(Dataset)

PR #407, opened 2024-07-11
Add very rudimentary backup monitoring

Kidswiss:
This adds a backup monitoring via jobs. It alerts if there's a job that has failed in any of the AppCat namespaces.

## Checklist

      changelog.
      linked in the changelog.

### DIFF
--- a/component/class/defaults.yml
+++ b/component/class/defaults.yml
@@ -438,8 +438,6 @@ parameters:
           smtpFromAddress: myuser@example.com
           secretNamespace: syn-appcat
           secretName: mailgun-smtp-credentials
-        stsResizer:
-          enabled: true
         postgres:
           billing: true
           # bucket_region: 'lpg' || 'ch-gva-2'
--- a/component/component/main.jsonnet
+++ b/component/component/main.jsonnet
@@ -195,12 +195,48 @@ local emailSecret = kube.Secret(params.services.vshn.emailAlerting.secretName) {
   },
 };
 
+local filterName(name) = '|' + if name == 'postgres' then 'postgresql' else if name == 'emailAlerting' then '' else name;
+local backupJobRegex = std.foldl(function(prev, current) prev + filterName(current.name), common.FilterServiceByBoolean('enabled'), '');
+
+local backupPrometheusRule = {
+  apiVersion: 'monitoring.coreos.com/v1',
+  kind: 'PrometheusRule',
+  metadata: {
+    name: 'appcat-backup',
+    namespace: params.namespace,
+  },
+  spec: {
+    groups: [
+      {
+        name: 'appcat-backup',
+        rules: [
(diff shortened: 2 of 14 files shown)


zugao (commented):
Why don't we add this in the appcat common package?

Kidswiss:
> Why don't we add this in the appcat common package?

Common is a library and doesn't produce any files by itself.

component/tests/golden/apiserver/appcat/appcat/10_appcat_backup_monitoring.yaml
```diff
@@ -0,0 +1,21 @@
...
+  groups:
+    - name: appcat-backup
+      rules:
+        - alert: AppCatBackupJobError
+          annotations:
+            description: The backup job {{ $labels.job_name }} in namespace {{ $labels.namespace
+              }} has failed.
+            runbook_url: https://kb.vshn.ch/app-catalog/how-tos/appcat/AppCatBackupJobError.html
+            summary: AppCat service backup failed.
+          expr: kube_job_failed{job_name=~".*backup.*", namespace=~"vshn-(postgres|redis|stsResizer)-.*"}
```
zugao, line 16: Shouldn't it be postgresql instead of posgres? Why there's stsResizer as well?

Kidswiss: As discussed in chat, I will refactor the `services.vshn` object, so it only contains actual vshn services.

component/component/main.jsonnet
```diff
@@ -195,12 +195,48 @@ local emailSecret = kube.Secret(params.services.vshn.emailAlerting.secretName) {
   },
 };
 
+local filterName(name) = '|' + if name == 'postgres' then 'postgresql' else if name == 'emailAlerting' then '' else name;
+local backupJobRegex = std.foldl(function(prev, current) prev + filterName(current.name), common.FilterServiceByBoolean('enabled'), '');
```
TheBigLee, line 199: This regex currently produces strange (but probably valid) output in some cases. eg:
```
vshn-(||minio)-
```

component/class/defaults.yml
```diff
@@ -438,8 +438,6 @@ parameters:
           smtpFromAddress: myuser@example.com
           secretNamespace: syn-appcat
           secretName: mailgun-smtp-credentials
-        stsResizer:
-          enabled: true
```
wejdross, line 442: why is this removed here?

component/component/main.jsonnet
wejdross: it allows empty value:
```
vshn--
```
is a match. that's bad. I know it's a corner case we wouldn't probably ever get, but I'd fix it just to sleep better

PR #420, opened 2024-07-19
Various fixes for the e2e tests

Kidswiss:
* Wrong asserts for Nextcloud
* Wrong connection job for Nextcloud
* Fix race condition concerning the ingress check. It got moved to a
  later assert, is it might take a while to provision
* Reduced Parallelism to reduce resource starvation on the lab

They are running through now: https://github.com/vshn/component-appcat/actions/runs/10037795049/job/27738357045

## Checklist

      changelog.
      linked in the changelog.


tests/e2e/nextcloud/00-assert.yaml
```diff
@@ -20,13 +20,9 @@ spec:
         instances: 1
       relativePath: /
       serviceLevel: besteffort
-      version: "23"
-      #version: 23.0.5-202402021353-44-af6cea11
+      version: "29"
```
zugao, line 23: Do we even need to test the version? Will have to update it all the time. If we can omit the version from the claim we  can remove version from testing.

zugao (approved):
LGTM but added a note

tests/e2e/nextcloud/00-assert.yaml
Kidswiss: Fine by me

wejdross (approved):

(End Dataset)

### Exercise directions
Set every line down again exactly. Begin with the first line of the entries and finish with the line containing "billing: true".

### Result
PR #407, opened 2024-07-11
Add very rudimentary backup monitoring

Kidswiss:
This adds a backup monitoring via jobs. It alerts if there's a job that has failed in any of the AppCat namespaces.

## Checklist

      changelog.
      linked in the changelog.

### DIFF
--- a/component/class/defaults.yml
+++ b/component/class/defaults.yml
@@ -438,8 +438,6 @@ parameters:
           smtpFromAddress: myuser@example.com
           secretNamespace: syn-appcat
           secretName: mailgun-smtp-credentials
-        stsResizer:
-          enabled: true
         postgres:
           billing: true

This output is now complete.